We are seeking a Senior Big Data Engineer with deep expertise in on-premises Big Data platforms, specifically the Cloudera ecosystem, and a strong background in the telecom domain.

The ideal candidate will have 1215 years of experience building and managing large-scale data lakes, developing batch and real-time pipelines, and working with distributed data systems in telecom environments.

While the primary focus is on on-premises Cloudera-based data lakes, familiarity with cloud data services (AWS, Azure, or GCP) is considered an added advantage.

Key Responsibilities :

- Design, build, and maintain on-premises data pipelines using Apache Spark, Hive, and Python on Cloudera.

- Develop real-time data ingestion workflows using Kafka, tailored for telecom datasets (e.g., usage logs, CDRs).

- Manage job orchestration and scheduling using Oozie, with data access enabled via Hue and secured through Ranger.

- Implement and manage data security policies (Kerberos, Ranger) to ensure compliance and controlled access.

- Develop and expose REST APIs for downstream integration and data access.

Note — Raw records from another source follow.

PR #5829, opened 2023-04-12
Issue/5755 verbose flags ignored at some locations

### LINKED ISSUE #5755: verbose flags ignored at some locations
`inmanta module install -e . -vvvv` does not log at debug level, `inmanta -vvvv module install -e .` does. This is very unintuitive. Similar issues are likely present for other commands and flags.

No tests required.

If `inmanta module -m` causes trouble, drop it.

Hugo-Inmanta:
# Description

This PR adds the possibility to define verbosity flags on the sub-commands

closes #5755 

# Self Check:

- [ ] Changelog entry

### DIFF
--- a/src/inmanta/app.py
+++ b/src/inmanta/app.py
@@ -298,7 +298,7 @@ class ExperimentalFeatureFlags:
                 option.set("true")
 
 
-def compiler_config(parser: argparse.ArgumentParser) -> None:
+def compiler_config(parser: argparse.ArgumentParser, shared_args_parser: argparse.ArgumentParser) -> None:
     """
     Configure the compiler of the export function
     """
@@ -420,7 +420,7 @@ def list_commands(options: argparse.Namespace) -> None:
         print(" %s: %s" % (cmd, info["help"]))
 
 
-def help_parser_config(parser: argparse.ArgumentParser) -> None:
+def help_parser_config(parser: argparse.ArgumentParser, shared_args_parser: argparse.ArgumentParser) -> None:
     parser.add_argument("subcommand", help="Output help for a particular subcommand", nargs="?", default=None)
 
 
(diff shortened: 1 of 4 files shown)


src/inmanta/moduletool.py
```diff
@@ -603,14 +625,28 @@ def modules_parser_config(cls, parser: ArgumentParser) -> None:
...
-        subparser.add_parser("verify", help="Verify dependencies and frozen module versions")
+        subparser.add_parser(
+            "verify",
+            help="Verify dependencies and frozen module versions",
+            parents=[verbosity_parser],
+        )
 
-        commit = subparser.add_parser("commit", help="Commit all changes in the current module.")
+        commit = subparser.add_parser(
+            "commit", help="Commit all changes in the current module.", parents=[long_verbosity_parser]
```
Hugo-Inmanta, line 648: A specific verbosity parser that only parses "--verbose" (and not "-v") is required for this sub-command since it already defines a "-v" option `commit.add_argument("-v", "--version", help="Version to use on tag")`

Hugo-Inmanta: As discussed on slack: leave commit command untouched, it is deprecated and will be dropped from iso7 in the near future.

sanderr (changes requested):
Nice work! However, I think it would be better to make the verbosity option the default so that if we add new commands they get it automatically. So I think it would be better to have an opt-out boolean in the `command` than the callable you use now. e.g. `app.cmd_parser` could then be responsible for setting the option, but I have no strong opinion on the implementation details.

src/inmanta/app.py
```diff
@@ -41,11 +41,12 @@
 import time
 import traceback
 import typing
+from argparse import ArgumentParser
 from asyncio import ensure_future
 from configparser import ConfigParser
 from threading import Timer
 from types import FrameType
-from typing import Any, Callable, Coroutine, Dict, Optional
+from typing import Any, Callable, Coroutine, Dict, Optional, Sequence
```
sanderr, line 49: `Sequence` should be used from `collections.abc` as `abc.Sequence`. Same goes for some of the others in here but let's do it right at least for any imports we add.

src/inmanta/command.py
```diff
@@ -66,6 +52,7 @@ def add(
         parser_config: Optional[ParserConfigType],
         require_project: bool = False,
         aliases: List[str] = [],
+        verbose_opt_out: bool = False,
```
sanderr, line 55: I find this a rather strange name. Wouldn't something like `add_verbosity_flag: bool = True` be more to the point? Not a strong change request.

sanderr (approved):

- Ensure performance tuning, resource optimization, and high availability of the Cloudera platform.

- Collaborate with data architects, engineers, and business stakeholders to deliver end-to-end solutions in a telecom context.

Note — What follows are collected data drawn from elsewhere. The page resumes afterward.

PR #5833, opened 2023-04-14
Issue/5708 import modules agent logger helpers into core

### LINKED ISSUE #5708: Import modules agent logger helpers into core
The logging interface exposed by the `HandlerContext` object is very similar to the one of `logging.Logger`, the definition is in fact the same, [but the behavior is not](https://inmanta.slack.com/archives/CKRF0C8R3/p1675417876753029).  When developing modules, it happens regularly that we want to reuse in the tests of the module, a helper class defined in the plugins, which is meant to be used with the handler logger initially.

Those modules then commonly define an interface representing the part of the `HandlerContext` dealing with logging, and a class, which allows to wrap a `logging.Logger` object to expose the same interface as the handler, while still processing the logs with the python `logging` library. 

Here is where it was originally implemented: https://code.inmanta.com/solutions/modules/restbase/-/blob/master/inmanta_plugins/restbase/handler_logger.py

There was at some point a discussion to make it the other way around, in case someone is interested: https://inmanta.slack.com/archives/CKRF0C8R3/p1675420892413819?thread_ts=1675417876.753029&cid=CKRF0C8R3

It would be nice if those two helpers could be packaged in the inmanta-core package directly, so that we don't have to copy paste it in all the modules we want to use it in.

Hugo-Inmanta:
# Description

Add the HandlerLogger interface and its implementation LoggerWrapper into core

I used the code from the restbase module, only slightly changing the docstrings.

closes #5708 

# Self Check:

- [x] Changelog entry


src/inmanta/agent/handler.py
```diff
@@ -1067,3 +1067,83 @@ class HandlerNotAvailableException(Exception):
     This exception is thrown when a resource handler cannot perform its job. For example, the admin interface
     it connects to is not available.
     """
+
+
+class HandlerLogger(typing.Protocol):
```
sanderr, line 1072: I think that if we port this to core we need to integrate it more tightly:
- I see no harm in this remaining a `Protocol` but I think we should explicitly inherit from it for both the actual handler's logger and the `LoggerWrapper` to make sure we stay compatible with the interface.
- if we lift `log_msg` to this class we can actually implement all of the others. It may then be cleaner to make this an `ABC` instead of a protocol with only `log_msg` an `abstractmethod`. This would simplify both `LoggerWrapper` and `HandlerContext`.
- Depending on how [this discussion](https://inmanta.slack.com/archives/CKRF0C8R3/p1681809378693359) goes we may be able to solve the issues you encountered with `exc_info` by refactoring `log_msg` a bit.
- The docstrings are written from the perspective of the module that used this. They should instead be written from the perspective of core.
- The name `LoggerWrapper` isn't very clear in this context. Then again I don't immediately have a better idea. `LoggingLogger`, `PlainLogger`, `SimpleLogger`, `NativeLogger`, `PythonLogger` etc come to mind but I don't know if I really like any of them.

src/inmanta/agent/handler.py
```diff
@@ -1067,3 +1067,83 @@ class HandlerNotAvailableException(Exception):
...
+
+    def __init__(self, logger: logging.Logger) -> None:
+        self.logger = logger
+
+    def log_msg(
+        self,
+        level: int,
+        msg: str,
+        args: typing.Sequence[object],
+        kwargs: typing.Dict[str, object],
```
sanderr, line 1118:
```suggestion
        args: abc.Sequence[object],
        kwargs: abc.Mapping[str, object],
```

src/inmanta/agent/handler.py
sanderr: For the refactor, we could make it `_log_msg` here, then keep `HandlerContext.log_msg` for backwards compatibility to be on the safe side but add a deprecation warning. Once this is merged you can even immediately drop it from `master` (we diverged from iso6 last week).

sanderr (changes requested):

src/inmanta/agent/handler.py
sanderr: - Both of these classes should be marked as part of the stable API and included in the [docs](https://docs.inmanta.com/community/latest/model_developers/handlers.html#logging).

docs/model_developers/handlers.rst
```diff
@@ -125,6 +125,8 @@ For example:
         # ...
         ctx.debug("Creating loadbalancer with security group %(sg)s", sg=sg_id)
 
+In addition, the :class:`~inmanta.agent.handler.KwargsLogger` provides similar functionalities but without being
+restricted to an Agent context.
```
Hugo-Inmanta, line 129: This feel very lightweight as far as documentation goes, but I don't quite see how to make it better. The changelog message could also use some more care.

src/inmanta/agent/handler.py
Hugo-Inmanta: I went with `IBasicLogging` for the interface and `KwargsLogger` for the wrapper wdyt ?

sanderr: The `I<something>` convention is not something we really use (I think it's more Java than Python but I'm not sure). We generally go for something like `<something>ABC` (from Abstract Base Class) if we want to explicitly indicate it's only an interface. I wouldn't say either is better than the other a priori, but I would definitely aim for consistency.

That aside:
- For the interface I prefer `Logger` over `Logging` because it's methods are instance methods so instances of the class are loggers. I'm not sure if `Basic` is required, could be just `Logger` / `LoggerABC` but I don't really care too much about that.
- `KwargsLogger` I would focus less on the kwargs and more on what/where it logs. It's a logger that just bridges the interface with Python's built-in logging. Words like Python, native, simple, ... would describe this better.

docs/model_developers/handlers.rst
sanderr: I agree with the changelog message, I'll add a comment there. As to this being lightweight, yes but I also agree there's not much more to say. One thing I would make sure to mention is the interface. e.g.
```suggestion
This logger implements the `~inmanta.agent.handler.IBasicLogging` logging interface. An alternative implementation that just logs to the Python logger is provided in `~inmanta.agent.handler.KwargsLogger`. This logger is not meant to be used in actual handlers but it can be used for the automated testing of helper methods that accept a `IBasicLogging` instance. In production, these helpers would receive the actual `HandlerContext` and log appropriately, while for testing the `KwargsLogger` can be passed.
```

Just a quick draft, I'll leave it up to you to review and/or cherry-pick what you think appropriate.

src/inmanta/agent/handler.py
```diff
@@ -354,7 +394,10 @@ def update_changes(  # noqa: F811
     def changes(self) -> Dict[str, AttributeStateChange]:
         return self._changes
 
-    def log_msg(self, level: int, msg: str, args: Sequence[object], kwargs: Dict[str, object]) -> None:
+    def log_msg(self, level: int, msg: str, args: abc.Sequence[object], kwargs: abc.Mapping[str, object]) -> None:
+        LOGGER.warning(
```
sanderr, line 398: Are you planning to drop this from master after merging? Otherwise I'd add a comment as to why it's here and when it can be dropped.

src/inmanta/agent/handler.py
```diff
@@ -159,7 +160,46 @@ def bound(**kwds):
...
+        level: int,
+        msg: str,
+        *args,
+        **kwargs,
+    ) -> None:
+        raise NotImplementedError
+
+
+@stable_api
+class HandlerContext(IBasicLogging, object):
```
sanderr, line 202:
```suggestion
class HandlerContext(IBasicLogging):
```
Let's clean this up while we're at it. I think this was required in Python 3.5 or something so it hasn't been for a long time.

src/inmanta/agent/handler.py
```diff
@@ -1069,53 +1071,22 @@ class HandlerNotAvailableException(Exception):
...
-
-class LoggerWrapper:
+@stable_api
+class KwargsLogger(IBasicLogging):
     """
-    This class implements the HandlerLogger interface
-
-    It can be used in the tests of a module to be able to use the handler helpers, outside of the context of an agent.
+    This class implements the IBasicLogging interface and is a standalone wrapper
+    around a logging.Logger to facilitate logging of keyword arguments.
```
sanderr, line 1078: Here too I wouldn't focus on the kwargs aspect. The purpose is more to offer a simple standalone logger compatible with the handler one. Basically what you put in the rest of the docstring so that's good.

src/inmanta/agent/handler.py
Hugo-Inmanta: Yes :+1:

src/inmanta/agent/handler.py
```diff
@@ -394,43 +395,20 @@ def update_changes(  # noqa: F811
...
-            raise Exception("Args not supported")
+    def log_msg(self, level: int, msg: str, args: abc.Sequence[object], kwargs: abc.MutableMapping[str, object]) -> None:
+        LOGGER.warning("Direct calls to the log_msg method are being deprecated, please use the LoggerABC interface instead.")
         if "exc_info" in kwargs:
-            exc_info = kwargs["exc_info"]
+            exc_info = bool(kwargs["exc_info"])
             kwargs["traceback"] = traceback.format_exc()
         else:
             exc_info = False
+        self._log_msg(level, msg, *args, exc_info=exc_info, **kwargs)
```
sanderr, line 405: You're passing it twice now. I don't think it would cause issues but I think it's cleaner to just go with this.
```suggestion
        self._log_msg(level, msg, *args, **kwargs)
```

This also means you can get rid of the `exc_info` variable above, and the traceback part is also redundant because that is done in the `_log_msg` method.

sanderr (changes requested):
One last comment

src/inmanta/agent/handler.py
```diff
@@ -354,16 +395,17 @@ def update_changes(  # noqa: F811
     def changes(self) -> Dict[str, AttributeStateChange]:
         return self._changes
 
-    def log_msg(self, level: int, msg: str, args: Sequence[object], kwargs: Dict[str, object]) -> None:
+    def log_msg(self, level: int, msg: str, args: abc.Sequence[object], kwargs: abc.MutableMapping[str, object]) -> None:
+        LOGGER.warning("Direct calls to the log_msg method are being deprecated, please use the LoggerABC interface instead.")
+        self._log_msg(level, msg, *args, **kwargs)
```
Hugo-Inmanta, line 400: mypy now complains on this because its expecting arg4 to be a bool, is there a way around this ? This would go into iso6 only in the end

sanderr: I'd ignore it. It's the least of our typing errors and as you say it's not present on master. We could circumvent it but it would lead us back to more or less what you had before and in my opinion this is the cleaner approach.

sanderr (approved):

- Support data migration or integration efforts with cloud platforms where applicable is added advantage.

Required Skills & Experience :

- 1215 years of experience in Big Data engineering, with hands-on focus on on-premises data lake environments.

- Extensive Telecom domain knowledge including data models and pipelines related to CDRs, BSS/OSS, customer and network data.

Strong practical experience with :

- Cloudera (CDH/CDP) components : Spark, Hive, HDFS, HBase, Impala

- Kafka : configuration, topic management, producer/consumer setup

- Python for data transformations and automation

- Job orchestration via Oozie

- Access control and metadata management using Ranger

- Proficient in performance tuning, resource management, and security hardening of Big Data platforms.

- Experience with API development and integration for data services.

Optional/Added Advantage :

- Exposure to cloud platforms (AWS EMR, Azure HDInsight, GCP Dataproc), hybrid architecture understanding.

Preferred Qualities :

- Strong problem-solving and troubleshooting skills in distributed data systems.

- Ability to work independently in a fast-paced project environment.

- Effective communicator with both technical and business teams.

- Experience in mentoring junior engineers or leading small technical teams is a plus.